I think they were posting from the opposite side of things, more "Given a $100 device that runs for a year on one set of AAA batteries; why not put Wikipedia and Project Gutenberg books and OpenCourseware and everything else possible on it."



Open this page on your WikiReader to get fully meta :).


Making one of these available to every 5-7th (or so) student would be massive improvement to education than just about anything of comparable cost/effort.


According to the wiki article on the WikiReader: The device can also run programs written in Forth, so you can write WikiReader 'apps' also.


I bought one of these recently during a sale. Picked it up for about $30.
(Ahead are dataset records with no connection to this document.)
Issue #937, opened 2024-06-03
`ErrorInitSeries: dimensionality of final values not supported` when calling `loc_max` on a series with an IndexHierarchy


ForeverWintr:
**Description**

I'm getting an error when calling `loc_max` on a frame with an index hierarchy.

**Example**

```python
f = sf.Frame.from_elements([1, 2], index=sf.IndexHierarchy.from_labels([[1, 2], [3, 4]]))
# <Frame>
# <Index>                  0       <int64>
# <IndexHierarchy>
# 1                2       1
# 3                4       2
# <int64>          <int64> <int64>

f.loc_max() # Raises ErrorInitSeries

```

**Platform**

Run the following function (static-frame >= 0.8.1) and provide the results to define your platform and environment:

```python
>>> import static_frame as sf
>>> sf.Platform.display()
<Series: platform>
<Index>
platform           Linux-6.8.0-76060800daily20240311-generic-x86_64-with-glibc2.35
sys.version        3.11.4 (main, May 22 2024, 09:24:56) [GCC 11.4.0]
static-frame       2.6.0
numpy              1.24.3
pandas             1.5.3
xlsxwriter         3.1.0
openpyxl           3.0.9
xarray             <ModuleNotFoundError>
tables             3.8.0
pyarrow            12.0.1
msgpack            None
msgpack_numpy      None
<<U13>             <object>
```

flexatone:
Corrected as part of the associated PR.

PR #977, opened 2024-09-23
Adds support for IH when using (i)loc_min(max)

chaburkland:
@flexatone What are your thoughts on this solution to #937 ?

It's marked as a draft now because I didn't want to spend time implementing all the necessary unit tests if you reject the approach outright

If you like it, then I'll get it properly PR ready

### DIFF
--- a/static_frame/core/frame.py
+++ b/static_frame/core/frame.py
@@ -7380,41 +7380,37 @@ class Frame(ContainerOperand, tp.Generic[TVIndex, TVColumns, tp.Unpack[TVDtypes]
 
     def _container_from_index_values(
             self,
-            post: np.ndarray,
+            values: np.ndarray,
             axis: int,
-            ) -> TSeriesAny | TFrameAny:
+            ) -> TSeriesAny:
+
+        if values.ndim == 1:
+            post = values
+        else:
+            post = np.fromiter(
+                map(tuple, values),
+                count=len(values),
+                dtype=object,
+            )
+
         if axis == 0:
-            if self.index._NDIM == 1:
-                return Series(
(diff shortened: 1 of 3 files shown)


chaburkland:
Refs #937

flexatone:
Thanks, @chaburkland , for this PR: this needed to be addressed! 

I see that you are returning a `Frame` when calling `loc_max` on a  `Frame` with `IndexHierarchy`, but returning a `Series` when calling `loc_max` on a `Frame` with a 1D index. Is this too surprising? We could always return a `Series`; in the case of an `IndexHierarchy`, the Series could be one of tuples for the IH labels, which makes using those values for selection in the same IH straight forward. 

One advantage of what you have done is that the IH name become the column labels: was that your motivation to going to a Frame?

chaburkland:
@flexatone I think you're right that getting back a Frame is a bit surprising. Let me fix it :upside_down_face:

static_frame/core/frame.py
```diff
@@ -7378,6 +7378,35 @@ def sample(self,
...
+
+        if values.ndim == 1:
+            post = values
+        else:
+            post = np.fromiter(
+                map(tuple, values),
+                count=len(values),
+                dtype=object,
+            )
+            post.flags.writeable = False
```
flexatone, line 7395: I think you can use `arraykit.array_to_tuple_array` for an optimized version of this move.

flexatone (changes requested):
Thanks for this PR! Just one opportunity here to use an `arraykit` function.

flexatone (approved):
Thanks!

It's really nice. microSD is easy access, and AA is awesome as a power source for this little thing. I love the idea of giving these to kids in school.

The software is open source, and you can add custom wikis to the existing software.



this looks awesome and what not, but i feel the screen itself is my biggest gripe. i'm only judging this based on the pictures on amazon, so it could look better in person. the screen makes it look like a device you would have found in the 90's :\


What it really looks like is one of the shitty "handheld videogames" your dick uncle gave you for Christmas instead of a GameBoy game. You know the ones, with predefined sprites in predefined positions that would sort of move around with the eventual refresh? The kind your Casio calculator outperformed? The kind you could find in the dollar stor for $6?

I love the idea, but I'm with you on the screen. I'd be willing to shell out more for something Kindle-like.


This is kinda what I wanted to do with the peek devices that were being given away last month. Unfortunately very little progress has been made with the Peek and Linux.


And so the encyclopedia has come full-circle!

I might buy one of these someday for the sheer enjoyment of developing something silly for it.


I think 'internet-less' is a doomed technology


Isn't there an app for that?


I'm still eagerly waiting for an e-ink version to show up.